Segment Start: The input

Issue #355, opened 2024-04-13
Error Running cogvlm model on Self-Hosted GPU Server with Roboflow Inference (Transformer Version)


YoungjaeDev:
### Search before asking

- [X] I have searched the Inference [issues](https://github.com/roboflow/inference/issues) and found no similar bug report.

### Bug

I'm encountering an issue while attempting to deploy the cogvlm model on my own GPU server using Roboflow inference code. The server setup seems to be correct, but when I try to run the model, I run into the following error:

```
  File "/usr/local/lib/python3.10/dist-packages/transformers/modeling_utils.py", line 3502, in from_pretrained
    ):
  File "/usr/local/lib/python3.10/dist-packages/transformers/modeling_utils.py", line 3926, in _load_pretrained_model
    model._is_quantized_training_enabled = True
  File "/usr/local/lib/python3.10/dist-packages/transformers/modeling_utils.py", line 802, in _load_state_dict_into_meta_model
    state_dict_index = offload_weight(param, param_name, state_dict_folder, state_dict_index)
  File "/usr/local/lib/python3.10/dist-packages/transformers/quantizers/quantizer_bnb_4bit.py", line 124, in check_quantized_param
KeyError: 'inv_freq'
INFO:     172.17.0.1:45116 - "POST /llm/cogvlm HTTP/1.1" 500 Internal Server Error
```

Upon further investigation and based on this GitHub issue (https://github.com/THUDM/CogVLM/issues/396), it's recommended to downgrade the transformers library **to version 4.37** due to compatibility issues. However, the current deployment is using version 4.38. Could you please confirm if the transformers version could be the source of this issue and if downgrading would be appropriate? Any other insights or suggestions would also be greatly appreciated. 
Thank you!

### Environment

inference                         0.9.20
inference-cli                     0.9.20
inference-gpu                     0.9.20
inference-sdk                     0.9.20

x86-gpu(rtx3090)

### Minimal Reproducible Example

```
cog-vlm-client$ python script.py --image "data/tire.jpg" --prompt "read serial number from tire"
```

### Are you willing to submit a PR?

- [ ] Yes I'd like to help by submitting a PR!

PawelPeczek-Roboflow:
Hi,

Thanks for raising the issue. It is likely that you are right about the source of the bug. Will take a look next week to see if downgrade helps and if it does, we will fix the problem given it does not create another.

YoungjaeDev:
@PawelPeczek-Roboflow 

[...]

PR #363, opened 2024-04-22
Downgrade transformers to avoid faulty release of that package

PawelPeczek-Roboflow:
# Description

As reported in one of our issues (https://github.com/roboflow/inference/issues/355) and as suggested in discussions in `transformers` issues - we shall restrict versions of `transformers` we use to avoid faulty release. The problem is solved in one of newer versions, but defensively I propose to just downgrade max version of transformers a bit.

## Type of change

* run of CogVLM on new build yo ensure model works e2e

## Docs

### DIFF
--- a/requirements/requirements.cogvlm.txt
+++ b/requirements/requirements.cogvlm.txt
@@ -1,4 +1,4 @@
-transformers>=4.36.0,<=4.38.2
+transformers>=4.36.0,<4.38.0
 sentencepiece<=0.1.99
 einops<=0.7.0
 xformers<=0.0.22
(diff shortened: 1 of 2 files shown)


grzegorz-roboflow (approved):

grzegorz-roboflow:
Tried below:

```bash
cd /path/to/inference
python3.8 -m venv venv
pip install -e .
pip freeze | grep transformers
# yields 4.40.1
```

when building image the result is the same:
```bash
cd /path/to/inference
docker build --file docker/dockerfiles/Dockerfile.onnx.cpu -t onnx_cpu .
docker run -it --rm --entrypoint /bin/bash onnx_cpu -c 'pip freeze | grep transfor'
# yields 4.40.1
```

Segment End: The input

* **Aim of the task**
Please return every line of the data, unaltered.

* **Task output**
Issue #355, opened 2024-04-13
Error Running cogvlm model on Self-Hosted GPU Server with Roboflow Inference (Transformer Version)


YoungjaeDev:
### Search before asking

- [X] I have searched the Inference [issues](https://github.com/roboflow/inference/issues) and found no similar bug report.

### Bug

I'm encountering an issue while attempting to deploy the cogvlm model on my own GPU server using Roboflow inference code. The server setup seems to be correct, but when I try to run the model, I run into the following error:

```
  File "/usr/local/lib/python3.10/dist-packages/transformers/modeling_utils.py", line 3502, in from_pretrained
    ):
  File "/usr/local/lib/python3.10/dist-packages/transformers/modeling_utils.py", line 3926, in _load_pretrained_model
    model._is_quantized_training_enabled = True
  File "/usr/local/lib/python3.10/dist-packages/transformers/modeling_utils.py", line 802, in _load_state_dict_into_meta_model
    state_dict_index = offload_weight(param, param_name, state_dict_folder, state_dict_index)
  File "/usr/local/lib/python3.10/dist-packages/transformers/quantizers/quantizer_bnb_4bit.py", line 124, in check_quantized_param
KeyError: 'inv_freq'
INFO:     172.17.0.1:45116 - "POST /llm/cogvlm HTTP/1.1" 500 Internal Server Error
```

Upon further investigation and based on this GitHub issue (https://github.com/THUDM/CogVLM/issues/396), it's recommended to downgrade the transformers library **to version 4.37** due to compatibility issues. However, the current deployment is using version 4.38. Could you please confirm if the transformers version could be the source of this issue and if downgrading would be appropriate? Any other insights or suggestions would also be greatly appreciated. 
Thank you!

### Environment

inference                         0.9.20
inference-cli                     0.9.20
inference-gpu                     0.9.20
inference-sdk                     0.9.20

x86-gpu(rtx3090)

### Minimal Reproducible Example

```
cog-vlm-client$ python script.py --image "data/tire.jpg" --prompt "read serial number from tire"
```

### Are you willing to submit a PR?

- [ ] Yes I'd like to help by submitting a PR!

PawelPeczek-Roboflow:
Hi,

Thanks for raising the issue. It is likely that you are right about the source of the bug. Will take a look next week to see if downgrade helps and if it does, we will fix the problem given it does not create another.

YoungjaeDev:
@PawelPeczek-Roboflow 

[...]

PR #363, opened 2024-04-22
Downgrade transformers to avoid faulty release of that package

PawelPeczek-Roboflow:
# Description

As reported in one of our issues (https://github.com/roboflow/inference/issues/355) and as suggested in discussions in `transformers` issues - we shall restrict versions of `transformers` we use to avoid faulty release. The problem is solved in one of newer versions, but defensively I propose to just downgrade max version of transformers a bit.

## Type of change

* run of CogVLM on new build yo ensure model works e2e

## Docs

### DIFF
--- a/requirements/requirements.cogvlm.txt
+++ b/requirements/requirements.cogvlm.txt
@@ -1,4 +1,4 @@
-transformers>=4.36.0,<=4.38.2
+transformers>=4.36.0,<4.38.0
 sentencepiece<=0.1.99
 einops<=0.7.0
 xformers<=0.0.22
(diff shortened: 1 of 2 files shown)


grzegorz-roboflow (approved):

grzegorz-roboflow:
Tried below:

```bash
cd /path/to/inference
python3.8 -m venv venv
pip install -e .
pip freeze | grep transformers
# yields 4.40.1
```

when building image the result is the same:
```bash
cd /path/to/inference
docker build --file docker/dockerfiles/Dockerfile.onnx.cpu -t onnx_cpu .
docker run -it --rm --entrypoint /bin/bash onnx_cpu -c 'pip freeze | grep transfor'
# yields 4.40.1
```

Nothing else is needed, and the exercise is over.